About this task:
The answer should consist of every record, reproduced exactly.

-- Data records follows --

PR #2091, opened 2019-01-09
remove unnecessary dependency

### LINKED ISSUE #2090: Microsoft.ML.Transforms.csproj should not have a dependency on mkl
Apparently [Microsoft.Ml.Transforms](https://github.com/dotnet/machinelearning/blob/master/src/Microsoft.ML.Transforms/Microsoft.ML.Transforms.csproj#L51) contains a dependency in the mlnetmkldeps package. 

No project that gets packaged under the main Microsoft.ML NuGet should depend on MKL. Components that need MKL should get moved to the HalLearners project.

sfilipi:
Resolves #2090 by removing the mlnetmkldeps package dependency.


src/Microsoft.ML.Transforms/Microsoft.ML.Transforms.csproj
```diff
@@ -48,7 +48,6 @@
   <ItemGroup>
     <ProjectReference Include="..\Microsoft.ML.Core\Microsoft.ML.Core.csproj" />
     <ProjectReference Include="..\Microsoft.ML.Data\Microsoft.ML.Data.csproj" />
-    <PackageReference Include="MlNetMklDeps" Version="$(MlNetMklDepsPackageVersion)" />
```
Ivanidzo4ka: I think you need to add this line to HalLearners project. Otherwise we don't fetch MKL at all and SymSGD can't be build.

sfilipi: thanks Ivan. 

---
In reply to: [246568063](https://github.com/dotnet/machinelearning/pull/2091#discussion_r246568063) [](ancestors = 246568063)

-- Data records concluded --

Exercise output:
PR #2091, opened 2019-01-09
remove unnecessary dependency

### LINKED ISSUE #2090: Microsoft.ML.Transforms.csproj should not have a dependency on mkl
Apparently [Microsoft.Ml.Transforms](https://github.com/dotnet/machinelearning/blob/master/src/Microsoft.ML.Transforms/Microsoft.ML.Transforms.csproj#L51) contains a dependency in the mlnetmkldeps package. 

No project that gets packaged under the main Microsoft.ML NuGet should depend on MKL. Components that need MKL should get moved to the HalLearners project.

sfilipi:
Resolves #2090 by removing the mlnetmkldeps package dependency.


src/Microsoft.ML.Transforms/Microsoft.ML.Transforms.csproj
```diff
@@ -48,7 +48,6 @@
   <ItemGroup>
     <ProjectReference Include="..\Microsoft.ML.Core\Microsoft.ML.Core.csproj" />
     <ProjectReference Include="..\Microsoft.ML.Data\Microsoft.ML.Data.csproj" />
-    <PackageReference Include="MlNetMklDeps" Version="$(MlNetMklDepsPackageVersion)" />
```
Ivanidzo4ka: I think you need to add this line to HalLearners project. Otherwise we don't fetch MKL at all and SymSGD can't be build.

sfilipi: thanks Ivan. 

---
In reply to: [246568063](https://github.com/dotnet/machinelearning/pull/2091#discussion_r246568063) [](ancestors = 246568063)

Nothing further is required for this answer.